Lihat ke Halaman Asli

Imam Kodri

TERVERIFIKASI

Pilkada Serentak Berkah atau Ancaman?

Diperbarui: 26 Juni 2018   09:40

Kompasiana adalah platform blog. Konten ini menjadi tanggung jawab bloger dan tidak mewakili pandangan redaksi Kompas.

Foto: KOMPAS / WAWAN H PRABOW

Pemerintah mewacanakan menjadikan hari Rabu (9/12/2015), sebagai hari libur nasional ketika digelarnya pemilihan kepala daerah secara serentak di sejumlah wilayah. Wacana menjadikan 9 Desember 2015 sebagai hari libur nasional muncul sebagai upaya untuk mengoptimalkan partisipasi pemegang hak suara. 
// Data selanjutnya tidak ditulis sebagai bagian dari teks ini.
PR #170, opened 2019-03-02
Event record attributes

BaylorRae:
First of all, I'd like to thank you for this framework. I'm just getting started with event sourcing and your project and documentation have been a great benefit for me to understand how this all works. Being familiar with ActiveRecord makes this project appealing and `ReplayOptimizedPostgresPersistor` looks awesome.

Pertimbangan yang sangat masuk akal, misalnya ada orang tinggal di Tangerang dan kerja di Jakarta, jika pada hari itu tidak ada ketentuan libur kerja pasti dia lebih pilih bekerja dari pada mencoblos. Dengan menjadikan hari libur nasional maka partisipasi pemilih akan meningkat disamping itu memberikan pembelajaran menggunakan hak-hak demokrasi secara benar kepada masyarakat. JAKARTA, KOMPAS.com

Penyelenggraan Pilkada serentak dilakukan secara bertahap. Untuk tahun ini, pilkada serentak akan digelar pada 9 Desember 2015 di 9 provinsi, 224 kabupaten, dan 36 kota. Selanjutnya Pilkada serentak tahap kedua akan digelar pada Februari 2017 di 7 provinsi, 76 kabupaten, dan 18 kota. Dan pada tahap ketiga pada Juni 2018 digelar pilkada di 17 provinsi, 115 kabupaten, dan 39 kota. Secara nasional, pilkada serentak akan digelar pada tahun 2027, di 541 daerah.
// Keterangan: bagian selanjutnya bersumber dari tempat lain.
PR #172, opened 2019-03-05
Add `after_commit` to workflows

### LINKED ISSUE #168: Design of the event handler
I am getting more and more comfortable in using Sequent and I think I came to the point where I understand what you mean by ["Sequent is an _opinionated_ CQRS and event sourcing framework"](https://www.sequent.io/). There are many ways to implement CQRS and opinions are needed to keep a framework lightweight without too much configuration and keep it's maintenance manageable.

There's one design choice that I try to work with right now and I'd like to discuss this with you. 

[Workflows](https://www.sequent.io/docs/concepts/workflow.html#)

> Workflows can be used to do other stuff (then updating a Projection) based on Events. Common tasks run by Workflows are:
>
> 1. Execute other Commands
> 2. Schedule something to run in the background
>
> In Sequent Workflows are committed in the same transaction as committing the Events.
>
> Since Workflows have nothing to do with Projections they do not run when doing a Migration.

First of all, I totally see how workflows and projections are both event handlers. When events happen, things happen. I also appreciate the elegance of everything being committed in the same transaction. In my understanding, a projection has no reason to fail and make the entire transaction to rollback. It should go smoothly. But my reasoning is not the same with workflows. The example provided, enqueuing a delayed job to send an email, has side effects. Which is also fine if it's the last step. Enqueuing a job is a very safe operation and is very unlikely to fail and rollback the transaction. 

There are small and bigger issues I'm trying to solve here. 

The first one is enqueuing a background job. It allows the transaction to be committed and a more "risky" task can be executed and the result will not impact previous events. A small annoyance is that often, my jobs will start executing even before the transaction has finished to commit. So sending a command from that background job using an `aggregate_id` that is not yet committed will fail. That's ok, I have retry mechanisms and the second try will succeed. But how to distinguish an aggregate that its command failed and one that is simply not ready yet?

Should there be some kind of event handler that can execute only if the events are actually committed? Let's say I'm sending an email after the UserCreated event and because of another command in the same queue fails. The database transaction will rollback but I can't take back the email. If it's ran in a background job, I can't cancel the job if it's already finished.

Should it be the `Sequent::Core::EventStore`'s responsibility to use a transaction in `store_events`  and publish events when it's actually committed? This is not a crazy idea if we embrace eventual consistency of the read side of the app. The `Sequent::Core::CommandService` could have it's own transaction provider that is not based on the database and could offer rollback features to workflows. But that will totally break the current behavior explained here: https://www.sequent.io/docs/concepts/command-service.html#

If I go ahead with my own refactor of `Sequent::Core::EventStore` and `Sequent::Core::CommandService`, would you be interested in a Pull Request or this is far from the direction you want to take with Sequent?

sophiedeziel:
As discussed in #168 , I created a helper to let a Workflow run side effects after a transaction commits. I also documented the feature.

It is basically used like this:

```ruby
class SendEmailWorkflow < Sequent::Workflow
  on UserCreated do |event|
    after_commit do
      # code with side effects
    end
  end
end
```

closes #168

### DIFF
--- a/spec/lib/sequent/core/workflow_spec.rb
+++ b/spec/lib/sequent/core/workflow_spec.rb
@@ -4,6 +4,8 @@ require 'sequent/test/event_handler_helpers'
 describe Sequent::Core::Workflow do
   include Sequent::Test::WorkflowHelpers
 
+  class CreateNotification < Sequent::Core::BaseCommand; end
+
   class UserWasRegistered < Sequent::Core::Event
     attrs email: String
   end
@@ -14,14 +16,24 @@ describe Sequent::Core::Workflow do
 
   class RegistrationWorkflow < Sequent::Core::Workflow
     on UserWasRegistered do |e|
-      execute_commands SendWelcomeEmail.new(email: e.email)
+      execute_commands CreateNotification.new(aggregate_id: e.aggregate_id)
+
+      after_commit do
+        execute_commands SendWelcomeEmail.new(email: e.email)
+      end
     end
   end
 
   let(:workflow) { RegistrationWorkflow.new }
 
+  let(:notification_command) { CreateNotification.new(aggregate_id: 'user') }
+  let(:email_command) { SendWelcomeEmail.new(aggregate_id: 'user', email: 'user@example.com') }
+
   it 'executes commands' do
-    when_event UserWasRegistered.new(aggregate_id: 'user', sequence_number: 1, email: 'user@example.com')
-    then_commands SendWelcomeEmail.new(aggregate_id: 'user', email: 'user@example.com')
+    fake_transaction_provider.transactional do
+      when_event UserWasRegistered.new(aggregate_id: 'user', sequence_number: 1, email: 'user@example.com')
+      then_commands notification_command
+    end
+    then_commands notification_command, email_command
   end
 end
--- a/docs/docs/concepts/workflow.md
+++ b/docs/docs/concepts/workflow.md
@@ -2,13 +2,13 @@
 title: Workflow
 ---
 
-Workflows can be used to do other stuff (then updating a Projection) based on [Events](event.html). Common
+Workflows can be used to do other stuff (than updating a Projection) based on [Events](event.html). Common
 tasks run by Workflows are:
 
 1. Execute other [Commands](command.html)
 2. Schedule something to run in the background
 
-In Sequent Workflows are committed in the same transaction as committing the Events.
+In Sequent, Workflows are committed in the same transaction as committing the Events.
 
 Since Workflows have nothing to do with Projections they do **not** run when doing a [Migration](migrations.html).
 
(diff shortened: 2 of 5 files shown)


lvonk:
Hi,

Thanks for this, looks great.

According to https://guides.rubyonrails.org/active_record_callbacks.html you need to handle any errors in the `after_commit` in order for **all** registered hooks to be called. For instance in a single transaction a user can register multiple hooks. If the first hook fails the second will not be executed by default. 
So I think it is nice if we at least document this. Perhaps we can an extra argument that will allow the users to ignore the error if they don't want to handle it `after_commit(ignore_errors: true) {}`

What do you think?

lvonk:
PS Thanks for improving the spelling errors!

spec/lib/sequent/core/workflow_spec.rb
```diff
@@ -14,14 +16,24 @@ class SendWelcomeEmail < Sequent::Core::BaseCommand
 
   class RegistrationWorkflow < Sequent::Core::Workflow
     on UserWasRegistered do |e|
-      execute_commands SendWelcomeEmail.new(email: e.email)
+      execute_commands CreateNotification.new(aggregate_id: e.aggregate_id)
+
+      after_commit do
+        execute_commands SendWelcomeEmail.new(email: e.email)
```
lvonk: The `execute_commands` will start a new transaction. Is that possible in an `after_commit` hook?

stephanvd: As long as it doesn't cause a loop, i.e. trigger another `UserWasRegistered`, this will be fine.

stephanvd:
Nice one @sophiedeziel. Love how simple the solution ends up being :)

sophiedeziel:
Thank you @lvonk for that information about handling errors in the `after_commit` hook. Yes, it is important to at least document this. `after_commit(ignore_errors: true) {}` is a very elegant solution. Should the default be `true` or `false`? There are good reasons for both options, but I think it should be `false` and make it clear that errors must be handled by the worker. It is, in my opinion, best to have loud errors than to have some hooks fail silently (unless you intentionally ignore them).

spec/lib/sequent/core/workflow_spec.rb
sophiedeziel: Yes, `execute_commands` will start a new transaction and yes, it is possible in an `after_commit`. I just tried it. @stephanvd is right but a loop can be created even without the `after_commit`, right?

lvonk: Yes indeed, so we do not have to do anything about that.

lvonk:
> Thank you @lvonk for that information about handling errors in the `after_commit` hook. Yes, it is important to at least document this. `after_commit(ignore_errors: true) {}` is a very elegant solution. Should the default be `true` or `false`? There are good reasons for both options, but I think it should be `false` and make it clear that errors must be handled by the worker. It is, in my opinion, best to have loud errors than to have some hooks fail silently (unless you intentionally ignore them).

Yes I think the default should be `false`

sophiedeziel:
I'm working on the `ignore_errors`'s implementation. There should be at least log entries about the errors. Do you have any recommendations on how to do it properly?

lvonk:
> I'm working on the `ignore_errors`'s implementation. There should be at least log entries about the errors. Do you have any recommendations on how to do it properly?

Maybe logging to `warn` (or `debug`, `info`) with the  `Sequent.logger` is sufficient for now

lvonk:
Thanks for all the work I am going to "squash and merge" this if that is okay with you.

sophiedeziel:
That's perfect! Thank you!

Memang pilkada serentak yang dipayungi Undang-undang nomor 8 tahun 2015 itu dirancang supaya lebih efektif, efisien, lebih murah dan mudah ditangani ketika terjadi permasalahan. Bayangkan saja selama ini pilkada untuk kabupaten/kota membutuhkan dana Rp 25 miliar, sedangkan untuk pilkada provinsi Rp 100 miliar. 

Jadi untuk keseluruhan pilkada di Indonesia diperlukan kurang lebih Rp 17 triliun. Kalau dilaksanakan secara serentak diperlukan tidak lebih dari Rp 10 triliun. Lebih hemat dan hanya sekian persen dari APBN.

Yang penting harus ada kesiapan yang sangat matang dan menyeluruh.

Pertama, dari kesiapan pengamanannya yang menjadi tanggung jawab utama oleh Kepolisian RI. Polri harus sudah menyiapkan skema pengamanan di lapangan, misalnya Polri harus sudah mempetakan daerah rawan konflik yang disebabkan oleh masyarakat beragam pemahaman keagamaannya, suku dan kedaerahan, termasuk masyarakat yang mempunyai perbedaan kepengurusan parpol yang sedang berseteru, yaitu wilayah yang mempunyai dua kepengurusan misalnya yang lagi hangat adalah Golkar dan PPP.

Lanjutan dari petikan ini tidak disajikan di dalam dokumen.